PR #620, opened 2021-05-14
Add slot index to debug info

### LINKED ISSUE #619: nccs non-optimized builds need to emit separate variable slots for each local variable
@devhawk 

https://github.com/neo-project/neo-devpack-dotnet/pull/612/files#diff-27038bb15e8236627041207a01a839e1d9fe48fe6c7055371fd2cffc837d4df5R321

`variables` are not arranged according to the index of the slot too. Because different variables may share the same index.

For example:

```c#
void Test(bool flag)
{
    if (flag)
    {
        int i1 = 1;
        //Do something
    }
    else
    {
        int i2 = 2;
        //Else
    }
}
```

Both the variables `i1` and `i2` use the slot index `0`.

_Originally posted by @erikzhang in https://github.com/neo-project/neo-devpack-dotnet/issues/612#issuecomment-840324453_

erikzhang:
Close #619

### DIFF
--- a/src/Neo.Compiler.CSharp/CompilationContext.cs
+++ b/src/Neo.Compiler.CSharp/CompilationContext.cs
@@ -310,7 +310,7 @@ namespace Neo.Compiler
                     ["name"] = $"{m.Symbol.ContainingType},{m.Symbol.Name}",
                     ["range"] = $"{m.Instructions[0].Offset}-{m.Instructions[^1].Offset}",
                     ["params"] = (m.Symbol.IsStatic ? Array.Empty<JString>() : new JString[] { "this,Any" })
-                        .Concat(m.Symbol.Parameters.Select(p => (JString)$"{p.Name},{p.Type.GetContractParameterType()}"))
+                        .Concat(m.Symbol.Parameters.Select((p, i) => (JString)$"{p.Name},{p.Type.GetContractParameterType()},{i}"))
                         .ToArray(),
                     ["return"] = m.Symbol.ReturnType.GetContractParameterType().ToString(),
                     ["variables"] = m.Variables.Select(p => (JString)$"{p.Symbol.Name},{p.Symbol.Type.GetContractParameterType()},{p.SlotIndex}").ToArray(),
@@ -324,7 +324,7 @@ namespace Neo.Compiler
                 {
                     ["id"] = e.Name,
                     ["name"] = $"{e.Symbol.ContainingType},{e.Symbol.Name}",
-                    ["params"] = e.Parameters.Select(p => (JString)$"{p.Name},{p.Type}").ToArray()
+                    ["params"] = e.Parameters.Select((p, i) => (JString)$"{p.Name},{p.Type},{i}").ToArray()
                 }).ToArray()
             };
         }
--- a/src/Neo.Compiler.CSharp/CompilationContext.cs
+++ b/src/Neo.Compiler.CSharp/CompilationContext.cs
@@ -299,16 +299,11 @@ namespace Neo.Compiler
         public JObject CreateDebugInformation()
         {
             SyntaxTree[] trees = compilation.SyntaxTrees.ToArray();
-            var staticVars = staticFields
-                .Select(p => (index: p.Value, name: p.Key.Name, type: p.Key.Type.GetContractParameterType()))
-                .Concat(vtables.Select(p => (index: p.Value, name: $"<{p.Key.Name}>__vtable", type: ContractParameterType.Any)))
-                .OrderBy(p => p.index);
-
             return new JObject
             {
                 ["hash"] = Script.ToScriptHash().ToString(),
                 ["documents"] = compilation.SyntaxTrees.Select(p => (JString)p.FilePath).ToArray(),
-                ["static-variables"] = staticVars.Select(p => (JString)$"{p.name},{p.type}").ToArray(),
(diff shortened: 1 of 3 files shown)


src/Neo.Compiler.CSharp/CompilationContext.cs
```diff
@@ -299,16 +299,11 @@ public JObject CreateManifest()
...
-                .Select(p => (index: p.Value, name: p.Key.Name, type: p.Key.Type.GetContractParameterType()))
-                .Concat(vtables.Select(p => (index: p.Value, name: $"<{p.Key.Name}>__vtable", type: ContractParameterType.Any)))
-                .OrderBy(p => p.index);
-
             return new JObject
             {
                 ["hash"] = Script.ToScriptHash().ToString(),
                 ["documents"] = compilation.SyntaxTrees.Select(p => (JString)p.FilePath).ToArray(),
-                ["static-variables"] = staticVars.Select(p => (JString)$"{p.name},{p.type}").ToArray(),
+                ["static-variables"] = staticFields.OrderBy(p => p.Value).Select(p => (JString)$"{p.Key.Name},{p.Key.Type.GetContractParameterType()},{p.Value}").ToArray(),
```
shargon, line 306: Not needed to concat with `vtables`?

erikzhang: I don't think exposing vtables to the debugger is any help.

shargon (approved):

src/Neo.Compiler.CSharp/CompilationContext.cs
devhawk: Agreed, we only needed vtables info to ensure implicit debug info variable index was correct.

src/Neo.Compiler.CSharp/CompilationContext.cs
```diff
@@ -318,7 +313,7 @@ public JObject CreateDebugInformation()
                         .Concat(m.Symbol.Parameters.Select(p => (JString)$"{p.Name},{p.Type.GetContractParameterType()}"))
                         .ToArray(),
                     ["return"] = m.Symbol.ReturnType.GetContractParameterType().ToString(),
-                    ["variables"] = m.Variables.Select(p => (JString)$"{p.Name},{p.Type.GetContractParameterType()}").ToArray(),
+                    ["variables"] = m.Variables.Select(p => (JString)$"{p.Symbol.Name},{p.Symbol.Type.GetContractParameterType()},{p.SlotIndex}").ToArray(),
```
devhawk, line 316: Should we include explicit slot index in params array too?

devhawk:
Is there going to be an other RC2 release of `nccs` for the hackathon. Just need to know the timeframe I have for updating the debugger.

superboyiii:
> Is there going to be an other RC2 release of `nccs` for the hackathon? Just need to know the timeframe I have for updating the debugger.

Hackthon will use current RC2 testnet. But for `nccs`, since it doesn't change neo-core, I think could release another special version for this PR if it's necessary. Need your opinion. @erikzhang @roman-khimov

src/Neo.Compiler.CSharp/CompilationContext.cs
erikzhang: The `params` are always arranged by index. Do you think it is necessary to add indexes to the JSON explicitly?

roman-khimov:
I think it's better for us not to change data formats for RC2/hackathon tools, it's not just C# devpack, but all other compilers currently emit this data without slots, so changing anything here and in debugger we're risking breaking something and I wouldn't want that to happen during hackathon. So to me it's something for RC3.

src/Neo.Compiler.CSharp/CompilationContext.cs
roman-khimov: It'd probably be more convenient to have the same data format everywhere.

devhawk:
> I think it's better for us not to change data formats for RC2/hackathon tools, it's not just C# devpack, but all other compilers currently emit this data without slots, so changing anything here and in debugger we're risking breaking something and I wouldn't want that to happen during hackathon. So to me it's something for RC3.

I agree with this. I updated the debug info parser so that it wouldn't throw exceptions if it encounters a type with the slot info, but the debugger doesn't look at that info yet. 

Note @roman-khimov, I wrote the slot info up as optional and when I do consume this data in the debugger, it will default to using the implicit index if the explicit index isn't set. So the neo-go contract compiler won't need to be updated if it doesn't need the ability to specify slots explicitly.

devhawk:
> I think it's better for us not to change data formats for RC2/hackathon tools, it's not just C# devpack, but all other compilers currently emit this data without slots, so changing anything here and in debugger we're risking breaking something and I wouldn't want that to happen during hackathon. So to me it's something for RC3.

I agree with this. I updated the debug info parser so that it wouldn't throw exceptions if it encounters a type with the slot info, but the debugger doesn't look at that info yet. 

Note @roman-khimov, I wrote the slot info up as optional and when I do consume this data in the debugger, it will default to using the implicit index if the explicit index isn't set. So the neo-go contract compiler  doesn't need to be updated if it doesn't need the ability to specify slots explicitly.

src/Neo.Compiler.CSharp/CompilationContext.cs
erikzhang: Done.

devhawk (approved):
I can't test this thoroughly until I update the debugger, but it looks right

┄┄┄┄┄┄┄┄┄┄┄┄┄┄┄┄┄┄┄┄

**What you will do**
Beginning at the line that contains "erikzhang: Done.", retype each line of the listing up to and including the last one, exactly as it stands, and nothing else.

**Task result**
erikzhang: Done.

devhawk (approved):
I can't test this thoroughly until I update the debugger, but it looks right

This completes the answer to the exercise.